Wäre Michail Bulgakow unter die Lebenden zurückgekehrt und hätte eine levantinische Fortsetzung zu „Der Meister und Margarita“ geschrieben, er hätte kein grelleres Szenario entwerfen können als das, was wir jetzt in Syrien sehen. Der russische Präsident Wladimir Putin ist jetzt der Führer der freien Welt gegen den islamistischen Terrorismus, er dirigiert die Anstrengungen Frankreichs und Deutschlands und stellt die Bedingungen für amerikanische Mitwirkung. Angeschlagen durch das letztwöchige Massaker in Paris fehlt Frankreich sowohl das Rückgrat wie auch die Kraft sich an dem ISIS zu rächen, aber im Bündnis mit Russland wird es mehr als einen symbolischen Beitrag leisten.

2008 befürwortete ich – im Scherz natürlich – Putins Kandidatur für das amerikanische Präsidentschaftsamt. Nun führt er Amerikas Präsident am Nasenring und leitet die Antiterrormaßnahmen von Frankreich und Deutschland. Niemand hätte in den letzten Wochen Putins plötzlichen Aufstieg zu globalen Führerschaft erwartet. Russland ist in der Lage eines Aasgeierfonds, der die Ramschanleihen der westlichen Allianz zum Spottpreis aufkauft. Angesichts eines amerikanischen Präsidenten, der nicht kämpfen will, und seiner europäischen Alliierten, deren militärische Kapazität nahezu insignifikant geworden ist, ergreift die Russische Föderation das Steuer durch den Einsatz von lediglich drei Dutzend Kampfflugzeugen und eines Expeditionskorps von 5000 Mann. Vergeblich sucht man in der Geschichte der Diplomatie einen anderen Fall, wo so viel mit so wenig unternommen worden ist. Als Amerikaner fühle ich eine tiefe Demütigung durch diese Wendung der Ereignisse, nur wenig gemildert durch „Schadenfreude“ (auch im Original deutsch) über die noch tiefere Demütigung von Amerikas außenpolitischem Establishment.

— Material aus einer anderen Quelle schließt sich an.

PR #4488, opened 2022-12-10
do not save edgecore token on disk

gy95:
**What type of PR is this?**

Fixes #

```release-note
do not save edgecore token on disk
```

### DIFF
--- a/edge/cmd/edgecore/app/server.go
+++ b/edge/cmd/edgecore/app/server.go
@@ -13,13 +13,16 @@ import (
 	"k8s.io/component-base/cli/globalflag"
 	"k8s.io/component-base/term"
 	"k8s.io/klog/v2"
+	"sigs.k8s.io/yaml"
 
 	"github.com/kubeedge/beehive/pkg/core"
+	"github.com/kubeedge/kubeedge/common/constants"
 	"github.com/kubeedge/kubeedge/edge/cmd/edgecore/app/options"
 	"github.com/kubeedge/kubeedge/edge/pkg/common/dbm"
 	"github.com/kubeedge/kubeedge/edge/pkg/devicetwin"
 	"github.com/kubeedge/kubeedge/edge/pkg/edged"
 	"github.com/kubeedge/kubeedge/edge/pkg/edgehub"
+	"github.com/kubeedge/kubeedge/edge/pkg/edgehub/certificate"
 	"github.com/kubeedge/kubeedge/edge/pkg/edgestream"
 	"github.com/kubeedge/kubeedge/edge/pkg/eventbus"
 	"github.com/kubeedge/kubeedge/edge/pkg/metamanager"
@@ -30,6 +33,7 @@ import (
 	"github.com/kubeedge/kubeedge/pkg/features"
 	"github.com/kubeedge/kubeedge/pkg/util"
 	"github.com/kubeedge/kubeedge/pkg/util/flag"
+	utilvalidation "github.com/kubeedge/kubeedge/pkg/util/validation"
 	"github.com/kubeedge/kubeedge/pkg/version"
 )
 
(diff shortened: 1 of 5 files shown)


wackxu:
I think we should not store the token in any file, this token is only used when the edge node first join, for example

```
keadm join --token=xxxx ...
```

so the token could only happen in the command, and edgecore will use the certificate to access the cloudcore

so we can just remove the token filed from the edgecore config

gy95:
just for some backward compatibility, e.g.  use v1.13 keadm  to install v1.12 edgecore, we should keep `token` for some releases and then delete it.

edge/cmd/edgecore/app/server.go
```diff
@@ -62,6 +65,31 @@ offering HTTP client capabilities to components of cloud to reach HTTP servers r
...
+
+					// cleanup token
+					if err := cleanupToken(*config, opts.ConfigFile); err != nil {
+						klog.Exit(err)
+					}
+				}()
+			}
+
+			// Get token from bootstrap file if it exists
+			bootstrapFile := "/etc/kubeedge/bootstrap-edgecore.conf"
```
wackxu, line 84: set this variable as a constant

edge/cmd/edgecore/app/server.go
```diff
@@ -62,6 +65,31 @@ offering HTTP client capabilities to components of cloud to reach HTTP servers r
...
+			if utilvalidation.FileIsExist(bootstrapFile) {
```
wackxu, line 85: if the file does not exist, we should throw an err and exitt

gy95: if edgecore restart, bootstrap file also not exist, we should not throw an error

gy95: add a pre check

edge/cmd/edgecore/app/server.go
gy95: fixed

kevin-wangzefeng:
security improvement
/cc @vincentgoat

kevin-wangzefeng (commented):
There's a failure of CI fuzzing check, please take a look, thanks

keadm/cmd/keadm/app/cmd/edge/join.go
```diff
@@ -232,6 +270,9 @@ func createEdgeConfigFiles(opt *common.JoinOptions) error {
 	}
 
 	edgeCoreConfig.Modules.EdgeHub.WebSocket.Server = opt.CloudCoreIPPort
+	// TODO: remove this after release 1.14
+	// this is for keeping backward compatibility
+	// don't save token in configuration edgecore.yaml
```
fisherxu, line 275: Let's also add a `depracated` comment in token field, then rermove it in future release.

gy95: if we run edgecore diretly, i think we can allow users to fill in token in edgecore.yaml, or users should write this token to /etc/kubeedge/bootstrap-edgecore.conf, this is not easy use

fisherxu: If user run edgecore diretly, they should prepare the certs by themselfs. And token field in config file is not safe, we must remove it in future. cc @vincentgoat How do you think?

vincentgoat: Agree. The token should be constrained into the file /etc/kubeedge/bootstrap-edgecore.conf for temp use.

keadm/cmd/keadm/app/cmd/edge/join.go
```diff
@@ -403,3 +432,15 @@ func runEdgeCore() error {
...
+func createBootstrapFile(opt *common.JoinOptions) error {
+	bootstrapFile := constants.BootstrapFile
+	_, err := os.Create(bootstrapFile)
+	if err != nil {
+		return err
+	}
+
+	// write token to bootstrap-edgecore.conf file
+	token := []byte(opt.Token)
+	return os.WriteFile(bootstrapFile, token, 0666)
```
vincentgoat, line 445: `0640` is the proper permission for the file.

gy95: fixed

pkg/apis/componentconfig/edgecore/v1alpha2/types.go
```diff
@@ -297,6 +297,7 @@ type EdgeHub struct {
 	// Optional if quic is configured
 	WebSocket *EdgeHubWebSocket `json:"websocket,omitempty"`
 	// Token indicates the priority of joining the cluster for the edge
+	// Deprecated: will be removed after release 1.14, will not be saved in configuration file
```
fisherxu, line 300:
```suggestion
	// Deprecated: will be removed in future release, will not be saved in configuration file
```
Need more discussion for removing in which one release :)

gy95: yes, fixed

fisherxu (commented):
/appove
/lgtm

Die Welt richtet sich nach anderen Regeln, als sie es noch vor wenigen Wochen tat. Putin hat die Frage beantwortet, welche ich im September stellte („Wladimir Putin, Intrigant oder Staatsmann?“). Präsident Obama erklärte auf dem Gipfeltreffen von Antalya am 17. November: „Von Beginn an habe ich Moskaus Aktionen gegen ISIL begrüßt… Wer werden abzuwarten haben, ob Russland tatsächlich seine Aufmerksamkeit Zielen widmet, die ISIL-Ziele sind. Wenn das der Fall ist, wäre das zu begrüßen”. Nach den russischen und französischen Luftangriffen in dieser Woche auf ISIS-Stellungen in Rakka ist das eine rein akademische Frage. Mitt Romneys Erklärung, dass Russland Amerikas größte geopolitische Bedrohung sei, scheint aus einem anderen Zeitalter zu stammen. Ganz im Gegenteil ist es Russland, das Amerikas Kastanien aus dem Feuer holt. Obama ist völlig inkompetent; wenn der nächste amerikanische Präsident vereidigt werden wird, wird die Welt anders aussehen. Ukraine? Nie gehört.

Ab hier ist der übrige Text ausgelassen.